1 Data description

After you graduated, you started to work for one of the best firms in the country. You were hired because you have Data Analysis skills with \(R\). During your first week your manager comes to your office and gives you the following data set and ask you to “analyze the hell out of this data” (his words. not mine). Mainly he wants you to build a linear model to predict executive salaries. But you know you can do much more!

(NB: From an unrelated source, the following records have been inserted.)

PR #238, opened 2019-10-25
Disable Windows CI check

sambostock:
This disables the CI check against Windows, as per [@wvanbergen's comment on #236](https://github.com/Shopify/statsd-instrument/pull/236#issuecomment-546405005).

For some reason, the Windows check started failing with the following error.

```
Run gem install bundler && bundle install --jobs 4 --retry 3
At D:\a\_temp\48aedf55-2f9e-41d7-893b-70269dfa3633.ps1:2 char:21
+ gem install bundler && bundle install --jobs 4 --retry 3
+                     ~~
The token '&&' is not a valid statement separator in this version.
+ CategoryInfo          : ParserError: (:) [], ParseException
+ FullyQualifiedErrorId : InvalidEndOfLine
```

Temporarily excluding Windows unblocks CI for other PRs until this is figured out.

----
Closes #239

### DIFF
--- a/.github/workflows/ci.yml
+++ b/.github/workflows/ci.yml
@@ -13,15 +13,6 @@ jobs:
         ruby: [2.3, 2.4, 2.5, 2.6]
 
         exclude:
-        # Windows started failing on the following command for some reason.
-        #
-        #     gem install bundler && bundle install --jobs 4 --retry 3
-        #                         ~~
-        #     The token '&&' is not a valid statement separator in this version.
-        #
-        # Disabling windows builds for the time being.
-        - platform: windows-2019
-
         # The Windows environment does not support older Ruby versions. We only test against the latest version
         - platform: windows-2019
           ruby: 2.3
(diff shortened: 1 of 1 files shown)


sambostock:
I may have just found a bug in GitHub Actions?

I originally tried

```yaml
exclude:
  - platform: windows-2019
  # ...
```

But it looks like you need to [exclude specific combinations](https://help.github.com/en/github/automating-your-workflow-with-github-actions/workflow-syntax-for-github-actions#example-excluding-configurations-from-a-matrix), so I changed it to

```yaml
exclude:
  - platform: windows-2019
    ruby: 2.6
  # ...
```

Looks like now the check list expects `Ruby 2.6 on windows-2019`, because of my first commit, but it will never run cause my second commit excludes it. 🤔 

image

sambostock:
Still not working. Tried opening #238 as a new PR, but that didn't work either. Any ideas @wvanbergen? Is there somewhere where that check is configured as required? Is GitHub Actions using the config from `master` instead of this branch?

wvanbergen:
I had to update branch protection rules.

PR #245, opened 2019-10-31
Client#measure: raise ArgumentError if neither a block or value is provided

wvanbergen:
This fixes a small compatibility issue with the legacy client. This also applies to `Client#distribition`

### DIFF
--- a/lib/statsd/instrument/client.rb
+++ b/lib/statsd/instrument/client.rb
@@ -120,6 +120,8 @@ class StatsD::Instrument::Client
   def measure(name, value = nil, sample_rate: nil, tags: nil, no_prefix: false, &block)
     if block_given?
       return latency(name, sample_rate: sample_rate, tags: tags, metric_type: :ms, no_prefix: no_prefix, &block)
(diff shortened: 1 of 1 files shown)


lib/statsd/instrument/client.rb
```diff
@@ -120,6 +120,8 @@ def increment(name, value = 1, sample_rate: nil, tags: nil, no_prefix: false)
   def measure(name, value = nil, sample_rate: nil, tags: nil, no_prefix: false, &block)
     if block_given?
       return latency(name, sample_rate: sample_rate, tags: tags, metric_type: :ms, no_prefix: no_prefix, &block)
+    elsif value.nil?
```
Edouard-chin: Should we raise an error to avoid confusion if a block and a value is given ?

wvanbergen:
Actually, I think I will remove this from the regular client, and move this to "strict mode" instead. It's kind of pointless to check this for every StatsD metric in production and pay the performance penalty. Strict mode exists to find these kinds of things.

PR #278, opened 2021-03-30
Add Ruby 3.0 to CI

casperisfine:
And enable deprecation warnings.

### DIFF
--- a/.github/workflows/ci.yml
+++ b/.github/workflows/ci.yml
@@ -11,7 +11,7 @@ jobs:
       matrix:
         # Windows on macOS builds started failing, so they are disabled for noew
 
-        ruby: [2.4, 2.5, 2.6, 2.7]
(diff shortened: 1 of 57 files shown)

Analyze the given data and create a report like your job depends on this.

Data stored as a .txt file under week 10. Data consists of 11 variables.

Variable Description
y Salary of executive
x1 Experience (in years)
x2 Education (in years)
x3 Gender (1 if male 0 if female)
x4 Number of employees supervised
x5 Corporate assets (in millions of USD)
x6 Board member (1 if yes, 0 if no)
x7 Age (in years)
x8 Company profits (in millions of USD)
x9 Has international responsibility (1 if yes, 0 if no)
x10 Company’s total sales (in millions of USD)

2 Load data into R

3 Rename columns using the following names

Variable Names Description
y salary Salary of executive
x1 experience Experience (in years)
x2 education Education (in years)
x3 gender Gender (1 if male 0 if female)
x4 emps_sup Number of employees supervised
x5 assets Corporate assets (in millions of USD)
x6 board_mb Board member (1 if yes, 0 if no)
x7 age Age (in years)
x8 profit Company profits (in millions of USD)
x9 int_res Has international responsibility (1 if yes, 0 if no)
x10 sales Company’s total sales (in millions of USD)

4 Convert Data types

The data types in this data set does not make a lot of sense. We change the data types as shown below.

library(dplyr)

ExeSal2 <- ExeSal %>%
  mutate( salary = as.numeric(salary), experience = as.numeric(experience), education = as.numeric(education), gender = as.factor(gender), emps_sup = as.numeric(emps_sup), assets = as.numeric(assets), board_mb = as.factor(board_mb), age = as.numeric(age), profit = as.numeric(profit), int_res = as.factor(int_res), sales = as.numeric(sales))

str(ExeSal2)
'data.frame':   100 obs. of  12 variables:
 $ id        : int  1 2 3 4 5 6 7 8 9 10 ...
 $ salary    : num  11.4 11.8 11.4 11.2 11.7 ...
 $ experience: num  12 25 20 3 19 14 18 2 14 4 ...
 $ education : num  15 14 14 19 12 13 18 17 13 16 ...
 $ gender    : Factor w/ 2 levels "0","1": 2 2 1 2 2 1 2 2 2 2 ...
 $ emps_sup  : num  240 510 370 170 520 420 290 200 560 230 ...
 $ assets    : num  170 160 170 170 150 160 170 180 180 160 ...
 $ board_mb  : Factor w/ 2 levels "0","1": 2 2 2 2 2 2 2 2 2 2 ...
 $ age       : num  44 53 56 26 43 53 43 31 43 36 ...
 $ profit    : num  5 9 5 9 7 9 7 10 7 10 ...
 $ int_res   : Factor w/ 2 levels "0","1": 1 1 1 1 1 1 1 1 1 1 ...
 $ sales     : num  21 28 26 24 27 27 22 26 23 25 ...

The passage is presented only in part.